Im Mikrophonmodus kann der Sansa Clip Sprache oder Geräusche aufnehmen. als Aufnahmeformat wird .wav verwendet. Mangels Lautsprecher eignet sich der Sansa nur sehr begrenzt als Diktiergerät-Ersatz.
In den Einstellungen kann man diverse Optionen wie Displayhelligkeit, Sprache, Zeit bis zum Standby etc. auswählen. Auch der Datenübertragungsmodus ist wählbar. Für Verwirrung sorgen die Einstellungen für Sleep und Auto-Power. Ersteres ist dabei ein Sleeptimer, das Gerät schaltet nach dieser Zeit immer ab (z.B. für Audiobooks als Einschlafhilfe).
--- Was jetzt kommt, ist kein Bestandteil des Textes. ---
PR #8601, opened 2024-08-22
AG-12049 theme grid option

BernieSumption:
This PR allows Theming API themes to be supplied to grids through a grid option.

### Summary of implementation.

`@ag-grid-community/core` defines and exports the `GridTheme` interface:

```
interface GridTheme {
    startUse(args: GridThemeUseArgs): void;
    stopUse(): void;
    getCssClass(): string;
}
type GridThemeUseArgs = {
    loadThemeGoogleFonts: boolean | undefined;
    container: HTMLElement;
};
```

* When a theme is passed as a grid option, the grid calls `startUse(...)` passing the grid's parent element and the value of the `loadThemeGoogleFonts` grid option, and then sets the class returned by `getCssClass()` on the root wrapper element of the grid.
* `@ag-grid-community/theming` themes now implement this interface, the relevant implementation is in `Theme.ts`
* A number of changes to the Theming API and Theme Builder were required for compatibility with the new model, this accounts for most of the diff.
* There are changes to the example generator and runner to handle the Theming API in docs


community-modules/core/src/propertyKeys.ts
```diff
@@ -392,7 +393,7 @@ export class PropertyKeys {
     ];
 
     // If property does not fit above, i.e union that should not be coerced.
-    public static OTHER_PROPERTIES: GridOptionKey[] = ['suppressStickyTotalRow'];
+    public static OTHER_PROPERTIES: GridOptionKey[] = ['suppressStickyTotalRow', 'loadThemeGoogleFonts'];
```
StephenCooper, line 396: This can be a boolean property. boolean | undefined does not need this special treatment.

community-modules/theming/src/styles/core/core-css.ts
```diff
@@ -612,7 +612,7 @@ export const coreDefaults: CoreParams = {
     },
     wrapperBorder: true,
     rowBorder: true,
-    browserColorScheme: 'inherit',
+    browserColorScheme: 'light',
```
StephenCooper, line 615: Just checking this was intended?

plugins/ag-grid-generate-example-files/src/executors/generate/generator/transformation-scripts/grid-vanilla-to-angular.ts
```diff
@@ -63,14 +64,17 @@ function addModuleImports(
...
     imports.push("import { AgGridAngular } from '@ag-grid-community/angular';");
-    imports.push('// NOTE: Angular CLI does not support component CSS imports: angular-cli/issues/23273');
-    imports.push("import '@ag-grid-community/styles/ag-grid.css';");
 
-    // to account for the (rare) example that has more than one class...just default to quartz if it does
-    // we strip off any '-dark' from the theme when loading the CSS as dark versions are now embedded in the
-    // "source" non dark version
-    const theme = inlineGridStyles.theme ? inlineGridStyles.theme.replace('-dark', '') : 'ag-theme-quartz';
-    imports.push(`import "@ag-grid-community/styles/${theme}.css";`);
+    if (!usesThemingApi(bindings)) {
```
StephenCooper, line 68: Oh nice :) glad to see the back of that warning in our Angular examples

community-modules/theming/src/styles/core/core-css.ts
BernieSumption: Yes, the default theme is light coloured, so if you load it in a dark mode page it looks bad if you let it inherit the dark scrollbars from the page.

community-modules/core/src/environment.ts
```diff
@@ -222,6 +224,33 @@ export class Environment extends BeanStub implements NamedBean {
         }
         return Object.freeze(allThemeClasses);
     }
+
+    private handleThemeGridOptionChange(): void {
+        const theme = this.gos.get('theme') || null;
```
gportela85, line 229: We should assign variables at the top so we don't keep reading values from `this` multiple times.

`const { gos, gridTheme, eMeasurementContainer, ancestorThemeClasses } = this`

BernieSumption: Fixed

Auto-Power bestimmt, nach welcher Zeit der Player bei Untätigkeit abschaltet (also wenn keine Musik abgespielt wird).

*Der Anschluss an den PC:*
Zum Befüllen oder für Firmwareupgrades wird der Sansa Clip einfach per Mini-USB an den Rechner angeschlossen. Vorbildlich, denn so braucht man für diverse Geräte wie Digicam oder Handy immer nur ein Kabel am PC. Der Sansa kann entweder per Explorer direkt oder über einen Mediaplayer gefüttert werden. Für Firmwareupgrades bietet Sandisk ein kleines Programm, das eigentlich alles von alleine macht. 
Neben MP3 unterstützt der Clip auch die Formate OGG und FLAC.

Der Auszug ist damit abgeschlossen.